DependencyVersionPurpose
Apache PDFBox3.0.6PDF text extraction
tess4j5.18.0Tesseract OCR wrapper
MinIO SDK8.6.0S3-compatible storage
Qpid JMS Client2.10.0AMQP messaging
SLF4J + Logback2.0.16 / 1.5.16Logging

Building

bash
cd BOOST.DocumentExtractor
mvn clean package -DskipTests

This produces a fat JAR at target/BOOST.DocumentExtractor-0.0.1-SNAPSHOT.jar.

Running

bash
java -jar target/BOOST.DocumentExtractor-0.0.1-SNAPSHOT.jar

The service will:

  1. Load configuration from config.properties
  2. Connect to the AMQP broker
  3. Start consuming messages from cmd.document.extractText
  4. Process documents and publish events

Graceful Shutdown

The service registers a shutdown hook. Send SIGTERM or Ctrl+C to gracefully stop.

Testing

Using TestSender Utility

bash
java -cp target/BOOST.DocumentExtractor-0.0.1-SNAPSHOT.jar \
  com.luqon.boost.documentextractor.TestSender [broker_url]

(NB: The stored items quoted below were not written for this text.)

PR #1530, opened 2024-10-30
drivers/ukconsole/vga: Add initial sanity check

florommel:
### Prerequisite checklist

### Base target

 - Architecture(s): `x86_64`
 - Platform(s): `kvm`, `xen`
 - Application(s): N/A

### Additional configuration

 - `CONFIG_LIBUKCONSOLE_VGA=y`

### Description of changes

When the VGA driver is enabled in firecracker builds, the kernel fails the following assertion during boot:
```
<memory.c @  374> Assertion failure: ml->flags == mr->flags
```
caused by the illicitly registered memory region for the (in this case, non-existing) VGA controller.

This PR adds an initial sanity check for the VGA controller that should detect a non-existing VGA controller and also an unexpectedly configured VGA controller.

I have tested this with firecracker (no VGA) and QEMU (with VGA), but not yet with XEN.

An alternative to this PR would be to statically disallow VGA for firecracker builds.

### DIFF
--- a/drivers/ukconsole/vgacons/vga.c
+++ b/drivers/ukconsole/vgacons/vga.c
@@ -213,6 +213,35 @@ static struct uk_console_ops vga_ops = { .out = vga_console_out };
 
 static struct uk_console vga_dev;
 
+#define VGA_MISC_OUTPUT_REG 0x3cc
+#define VGA_IO_ADDRESS_SELECT_MASK 0b01
+#define VGA_ERAM_MASK 0b10
+#define VGA_GRAPHICS_ADDRESS_REG 0x3ce
+#define VGA_GRAPHICS_DATA_REG 0x3cf
+#define VGA_MISC_GRAPHICS_REG 0x06
+#define VGA_MEMORY_MAP_SELECT_MASK 0b1100
+
+static int vga_check_settings(void)
+{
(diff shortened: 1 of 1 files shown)


skuenzer:
Thanks for this PR! This is a great addition to the VGA driver. We are undergoing a re-architecture of the architecture, platform and driver code. Some things aren't finished yet, but the goal is that VGA should not be available for firecracker, Xen, and any arch, platform that doesn't support it at all. However, your patch makes still a lot of sense to add, considering the flexibility you have with QEMU.

florommel:
Okay, that seems reasonable.

I checked the relevant QEMU (v.9.1.1) options (`-vga none`, `-nodefaults`). It seems that QEMU provides the basic VGA controller functionality (including the memory region) even when VGA is disabled.
Nevertheless, I think the proposed sanity check is valuable. There may be QEMU configurations that I haven't tested (and it may also prove useful in other virtualization environments supported in the future).

skuenzer (approved):
Thanks a lot @florommel, the PR looks great, we will take it in.

michpappas:
Hi @florommel, merging this failed with conflicts, could you rebase?

razvand:
@michpappas , this is now rebased. Merge at your earliest convenience.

This sends a test message and listens for results on both success and error queues.

Manual Testing

  1. Upload a PDF/image to S3
  2. Send a message to cmd.document.extractText with the file details
  3. Check evt.document.text.extracted for success event
  4. Verify extracted text in S3 at {prefix}/extracted-text/{filename}.txt

Output Storage

Extracted text is stored in S3 with the following path pattern:

{original-path}/extracted-text/{original-filename}.txt

Example:

  • Original: 742dba26-.../InvoiceForm-459.pdf
  • Extracted: 742dba26-.../extracted-text/InvoiceForm-459.txt

Error Handling

ScenarioBehavior
Unsupported content typePublish error event, acknowledge message
S3 download failureException thrown, message NOT acknowledged (redelivered)
Extraction failurePublish error event, exception thrown
S3 upload failureException thrown, message NOT acknowledged
Text already existsSkip extraction, publish success event

Message Resilience

DocumentExtractor uses CLIENT_ACKNOWLEDGE mode to ensure no messages are lost:

  • Messages are only acknowledged after successful processing
  • If an exception occurs, the message is NOT acknowledged
  • The broker will automatically redeliver unacknowledged messages
  • Temporary failures (S3 timeouts) trigger redelivery
  • Permanent failures (unsupported file type) publish error events and acknowledge

For detailed information about message resilience patterns, see Multi-Tenant Messaging.

Logging

Logs are written to:

  • Console (stdout)
  • logs/document-extractor.log (rolling daily, 30 days retention)

Log levels can be adjusted in logback.xml.